• **What is being asked**
Write out each line below exactly as it appears.

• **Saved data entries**
= Beginning of Section =

PR #309, opened 2021-11-22
Feat/load default layer

erwagasore:
Added support for default layer.
The layer is being loaded as URL search parameter only if the URL doesn't have params already set

### DIFF
--- a/src/components/MapView/index.tsx
+++ b/src/components/MapView/index.tsx
@@ -13,7 +13,7 @@ import {
   WithStyles,
   withStyles,
 } from '@material-ui/core';
-import { countBy, pickBy } from 'lodash';
+import { countBy, get, pickBy } from 'lodash';
 import moment from 'moment';
 // map
 import ReactMapboxGl from 'react-mapbox-gl';
@@ -148,6 +148,17 @@ function MapView({ classes }: MapViewProps) {
 
     const hazardLayerId = urlParams.get('hazardLayerId');
     const baselineLayerId = urlParams.get('baselineLayerId');
+
+    /*
+      In case we don't have hazard or baseline layers we will use the default
+      layer provided in the appConfig defined within `prism.json` file.
+     */
+    if (!hazardLayerId && !baselineLayerId) {
+      const defaultLayer = get(appConfig, 'defaultLayer', '');
+      if (defaultLayer.length !== 0) {
+        updateHistory('baselineLayerId', defaultLayer);
+      }
+    }
 
     if (
       (!hazardLayerId && !baselineLayerId) ||
--- a/src/config/cambodia/prism.json
+++ b/src/config/cambodia/prism.json
@@ -1,6 +1,7 @@
 {
   "country": "Cambodia",
   "alertFormActive": false,
+  "defaultLayer": "hydra_s1",
   "icons": {
     "vulnerability": "icon_vulnerable.png",
     "exposure": "icon_basemap.png",
--- a/src/config/global/prism.json
+++ b/src/config/global/prism.json
@@ -1,6 +1,7 @@
 {
   "country": "Global",
   "alertFormActive": false,
+  "defaultLayer": "rainfall_dekad",
   "icons": {
     "rainfall": "icon_rain.png",
     "vegetation": "icon_veg.png",
--- a/src/config/indonesia/prism.json
+++ b/src/config/indonesia/prism.json
@@ -9,6 +9,7 @@
     "tables": "icon_table.png"
   },
   "alertFormActive": false,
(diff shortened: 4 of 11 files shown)


wadhwamatic:
An admin_level_layer as default seems to work without issue. But when testing with a WMS layer as default, the boundary file never loads and then the application hangs. Did these work on your side?

Let's also avoid trying to merge a PR that changes the configuration of multiple deployments with a test scenario.

erwagasore:
@wadhwamatic solved the issue with `wms` layers you experienced and cleaned up `prism.json` from other countries remained with only `Myanmar` as test country with `defaultLayer` inside `prism.json`. Handled the case where the country don't have `defaultLayer` setup to just show the normal `admin_boundaries`

- Test country: Myanmar
- Default Layer: `inform` can be changed to any layerId
- Tested with at least one layer in each categories in Myanmar.

wadhwamatic:
Thanks, this is working now for all layer types (WMS, admin, point). @JorgeMartinezG - please provide code review

src/components/MapView/index.tsx
```diff
@@ -150,6 +150,22 @@ function MapView({ classes }: MapViewProps) {
     const hazardLayerId = urlParams.get('hazardLayerId');
     const baselineLayerId = urlParams.get('baselineLayerId');
 
+    /*
+      In case we don't have hazard or baseline layers we will use the default
+      layer provided in the appConfig defined within `prism.json` file.
+     */
+    if (!hazardLayerId && !baselineLayerId) {
+      const defaultLayer = get(appConfig, 'defaultLayer', '');
+      const layer = LayerDefinitions[defaultLayer as LayerKey];
```
Ry-DS, line 159: Would be nice if we showed a notification using the notification context if the defaultLayer param is invalid.

src/components/MapView/index.tsx
```diff
@@ -150,6 +150,22 @@ function MapView({ classes }: MapViewProps) {
...
+      if (layer) {
+        const urlLayerKey =
+          layer.type === 'admin_level_data'
+            ? 'baselineLayerId'
+            : 'hazardLayerId';
```
Ry-DS, line 164: these two strings should be constants so we don't lose track of them.

Ry-DS (commented):
Small comment about adding a notification if there's an invalid default layer. Thoughts?

src/components/MapView/index.tsx
erwagasore: Solved

```
    const HAZARD_LAYER_PARAM = 'hazardLayerId';
    const BASELINE_LAYER_PARAM = 'baselineLayerId';
```

src/components/MapView/index.tsx
erwagasore: Solved as well

```
if (Object.keys(LayerDefinitions).includes(defaultLayer)) {
        const layer = LayerDefinitions[defaultLayer as LayerKey];
        const urlLayerKey =
          layer.type === 'admin_level_data'
            ? BASELINE_LAYER_PARAM
            : HAZARD_LAYER_PARAM;
        updateHistory(urlLayerKey, defaultLayer);
      } else {
        dispatch(
          addNotification({
            message: `Invalid default layer identifier: ${defaultLayer}`,
            type: 'error',
          }),
        );
      }
```

JorgeMartinezG (commented):
@erwagasore either we could add case for missing default_layer within prism.json file, or include the parameter for each country

wadhwamatic:
> @erwagasore either we could add case for missing default_layer within prism.json file, or include the parameter for each country

I'd suggest we allow for missing default layers rather than including the parameter for each country

src/components/MapView/index.tsx
wadhwamatic: @erwagasore - the notification for an invalid default layer shows 5x. See screenshot below.

Screen Shot 2021-11-30 at 18 04 05

erwagasore: Solved. Good catch @wadhwamatic. This was being caused by state change in `useEffect` added a local state as a boolean to only allow one attempt to set the default layer.

erwagasore:
> > @erwagasore either we could add case for missing default_layer within prism.json file, or include the parameter for each country
> 
> I'd suggest we allow for missing default layers rather than including the parameter for each country

@JorgeMartinezG to empasize what @wadhwamatic said. We try to avoid changes which will force us to re-configure every layer unless it is absolutely un-avoidable

wadhwamatic:
looks good from my side. @JorgeMartinezG or @Ry-DS - can you take a final look at the last commit?

Ry-DS (approved):
Looks great!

= End of Section =

• **Reply**
PR #309, opened 2021-11-22
Feat/load default layer

erwagasore:
Added support for default layer.
The layer is being loaded as URL search parameter only if the URL doesn't have params already set

### DIFF
--- a/src/components/MapView/index.tsx
+++ b/src/components/MapView/index.tsx
@@ -13,7 +13,7 @@ import {
   WithStyles,
   withStyles,
 } from '@material-ui/core';
-import { countBy, pickBy } from 'lodash';
+import { countBy, get, pickBy } from 'lodash';
 import moment from 'moment';
 // map
 import ReactMapboxGl from 'react-mapbox-gl';
@@ -148,6 +148,17 @@ function MapView({ classes }: MapViewProps) {
 
     const hazardLayerId = urlParams.get('hazardLayerId');
     const baselineLayerId = urlParams.get('baselineLayerId');
+
+    /*
+      In case we don't have hazard or baseline layers we will use the default
+      layer provided in the appConfig defined within `prism.json` file.
+     */
+    if (!hazardLayerId && !baselineLayerId) {
+      const defaultLayer = get(appConfig, 'defaultLayer', '');
+      if (defaultLayer.length !== 0) {
+        updateHistory('baselineLayerId', defaultLayer);
+      }
+    }
 
     if (
       (!hazardLayerId && !baselineLayerId) ||
--- a/src/config/cambodia/prism.json
+++ b/src/config/cambodia/prism.json
@@ -1,6 +1,7 @@
 {
   "country": "Cambodia",
   "alertFormActive": false,
+  "defaultLayer": "hydra_s1",
   "icons": {
     "vulnerability": "icon_vulnerable.png",
     "exposure": "icon_basemap.png",
--- a/src/config/global/prism.json
+++ b/src/config/global/prism.json
@@ -1,6 +1,7 @@
 {
   "country": "Global",
   "alertFormActive": false,
+  "defaultLayer": "rainfall_dekad",
   "icons": {
     "rainfall": "icon_rain.png",
     "vegetation": "icon_veg.png",
--- a/src/config/indonesia/prism.json
+++ b/src/config/indonesia/prism.json
@@ -9,6 +9,7 @@
     "tables": "icon_table.png"
   },
   "alertFormActive": false,
(diff shortened: 4 of 11 files shown)


wadhwamatic:
An admin_level_layer as default seems to work without issue. But when testing with a WMS layer as default, the boundary file never loads and then the application hangs. Did these work on your side?

Let's also avoid trying to merge a PR that changes the configuration of multiple deployments with a test scenario.

erwagasore:
@wadhwamatic solved the issue with `wms` layers you experienced and cleaned up `prism.json` from other countries remained with only `Myanmar` as test country with `defaultLayer` inside `prism.json`. Handled the case where the country don't have `defaultLayer` setup to just show the normal `admin_boundaries`

- Test country: Myanmar
- Default Layer: `inform` can be changed to any layerId
- Tested with at least one layer in each categories in Myanmar.

wadhwamatic:
Thanks, this is working now for all layer types (WMS, admin, point). @JorgeMartinezG - please provide code review

src/components/MapView/index.tsx
```diff
@@ -150,6 +150,22 @@ function MapView({ classes }: MapViewProps) {
     const hazardLayerId = urlParams.get('hazardLayerId');
     const baselineLayerId = urlParams.get('baselineLayerId');
 
+    /*
+      In case we don't have hazard or baseline layers we will use the default
+      layer provided in the appConfig defined within `prism.json` file.
+     */
+    if (!hazardLayerId && !baselineLayerId) {
+      const defaultLayer = get(appConfig, 'defaultLayer', '');
+      const layer = LayerDefinitions[defaultLayer as LayerKey];
```
Ry-DS, line 159: Would be nice if we showed a notification using the notification context if the defaultLayer param is invalid.

src/components/MapView/index.tsx
```diff
@@ -150,6 +150,22 @@ function MapView({ classes }: MapViewProps) {
...
+      if (layer) {
+        const urlLayerKey =
+          layer.type === 'admin_level_data'
+            ? 'baselineLayerId'
+            : 'hazardLayerId';
```
Ry-DS, line 164: these two strings should be constants so we don't lose track of them.

Ry-DS (commented):
Small comment about adding a notification if there's an invalid default layer. Thoughts?

src/components/MapView/index.tsx
erwagasore: Solved

```
    const HAZARD_LAYER_PARAM = 'hazardLayerId';
    const BASELINE_LAYER_PARAM = 'baselineLayerId';
```

src/components/MapView/index.tsx
erwagasore: Solved as well

```
if (Object.keys(LayerDefinitions).includes(defaultLayer)) {
        const layer = LayerDefinitions[defaultLayer as LayerKey];
        const urlLayerKey =
          layer.type === 'admin_level_data'
            ? BASELINE_LAYER_PARAM
            : HAZARD_LAYER_PARAM;
        updateHistory(urlLayerKey, defaultLayer);
      } else {
        dispatch(
          addNotification({
            message: `Invalid default layer identifier: ${defaultLayer}`,
            type: 'error',
          }),
        );
      }
```

JorgeMartinezG (commented):
@erwagasore either we could add case for missing default_layer within prism.json file, or include the parameter for each country

wadhwamatic:
> @erwagasore either we could add case for missing default_layer within prism.json file, or include the parameter for each country

I'd suggest we allow for missing default layers rather than including the parameter for each country

src/components/MapView/index.tsx
wadhwamatic: @erwagasore - the notification for an invalid default layer shows 5x. See screenshot below.

Screen Shot 2021-11-30 at 18 04 05

erwagasore: Solved. Good catch @wadhwamatic. This was being caused by state change in `useEffect` added a local state as a boolean to only allow one attempt to set the default layer.

erwagasore:
> > @erwagasore either we could add case for missing default_layer within prism.json file, or include the parameter for each country
> 
> I'd suggest we allow for missing default layers rather than including the parameter for each country

@JorgeMartinezG to empasize what @wadhwamatic said. We try to avoid changes which will force us to re-configure every layer unless it is absolutely un-avoidable

wadhwamatic:
looks good from my side. @JorgeMartinezG or @Ry-DS - can you take a final look at the last commit?

Ry-DS (approved):
Looks great!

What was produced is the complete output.